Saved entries
"""

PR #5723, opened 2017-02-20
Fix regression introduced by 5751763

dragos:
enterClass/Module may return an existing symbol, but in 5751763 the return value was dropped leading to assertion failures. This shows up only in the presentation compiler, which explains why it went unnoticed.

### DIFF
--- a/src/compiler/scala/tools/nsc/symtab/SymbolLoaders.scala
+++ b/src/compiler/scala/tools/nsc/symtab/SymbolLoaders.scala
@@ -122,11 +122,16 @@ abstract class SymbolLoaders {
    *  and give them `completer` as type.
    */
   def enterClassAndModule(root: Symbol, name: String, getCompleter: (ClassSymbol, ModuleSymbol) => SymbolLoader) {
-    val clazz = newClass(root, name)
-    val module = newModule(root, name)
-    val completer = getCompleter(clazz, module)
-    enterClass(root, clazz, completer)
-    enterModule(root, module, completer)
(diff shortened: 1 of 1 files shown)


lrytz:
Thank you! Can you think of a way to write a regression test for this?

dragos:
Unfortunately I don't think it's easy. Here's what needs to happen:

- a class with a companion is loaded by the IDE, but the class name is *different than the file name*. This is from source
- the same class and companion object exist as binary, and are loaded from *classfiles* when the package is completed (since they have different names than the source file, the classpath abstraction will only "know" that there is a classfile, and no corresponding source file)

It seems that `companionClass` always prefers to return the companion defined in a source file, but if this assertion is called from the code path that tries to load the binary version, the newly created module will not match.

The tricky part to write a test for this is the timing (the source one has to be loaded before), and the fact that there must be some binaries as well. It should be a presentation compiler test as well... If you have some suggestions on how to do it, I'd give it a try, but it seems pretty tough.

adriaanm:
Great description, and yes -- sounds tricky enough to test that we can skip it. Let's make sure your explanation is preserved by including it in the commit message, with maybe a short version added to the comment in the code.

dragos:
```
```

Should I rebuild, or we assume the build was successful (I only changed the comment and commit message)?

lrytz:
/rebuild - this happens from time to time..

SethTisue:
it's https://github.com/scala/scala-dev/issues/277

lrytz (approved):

"""

• EXERCISE GOAL:
Set every record down again, exactly as given.

• YOUR RESPONSE:
PR #5723, opened 2017-02-20
Fix regression introduced by 5751763

dragos:
enterClass/Module may return an existing symbol, but in 5751763 the return value was dropped leading to assertion failures. This shows up only in the presentation compiler, which explains why it went unnoticed.

### DIFF
--- a/src/compiler/scala/tools/nsc/symtab/SymbolLoaders.scala
+++ b/src/compiler/scala/tools/nsc/symtab/SymbolLoaders.scala
@@ -122,11 +122,16 @@ abstract class SymbolLoaders {
    *  and give them `completer` as type.
    */
   def enterClassAndModule(root: Symbol, name: String, getCompleter: (ClassSymbol, ModuleSymbol) => SymbolLoader) {
-    val clazz = newClass(root, name)
-    val module = newModule(root, name)
-    val completer = getCompleter(clazz, module)
-    enterClass(root, clazz, completer)
-    enterModule(root, module, completer)
(diff shortened: 1 of 1 files shown)


lrytz:
Thank you! Can you think of a way to write a regression test for this?

dragos:
Unfortunately I don't think it's easy. Here's what needs to happen:

- a class with a companion is loaded by the IDE, but the class name is *different than the file name*. This is from source
- the same class and companion object exist as binary, and are loaded from *classfiles* when the package is completed (since they have different names than the source file, the classpath abstraction will only "know" that there is a classfile, and no corresponding source file)

It seems that `companionClass` always prefers to return the companion defined in a source file, but if this assertion is called from the code path that tries to load the binary version, the newly created module will not match.

The tricky part to write a test for this is the timing (the source one has to be loaded before), and the fact that there must be some binaries as well. It should be a presentation compiler test as well... If you have some suggestions on how to do it, I'd give it a try, but it seems pretty tough.

adriaanm:
Great description, and yes -- sounds tricky enough to test that we can skip it. Let's make sure your explanation is preserved by including it in the commit message, with maybe a short version added to the comment in the code.

dragos:
```
```

Should I rebuild, or we assume the build was successful (I only changed the comment and commit message)?

lrytz:
/rebuild - this happens from time to time..

SethTisue:
it's https://github.com/scala/scala-dev/issues/277

lrytz (approved):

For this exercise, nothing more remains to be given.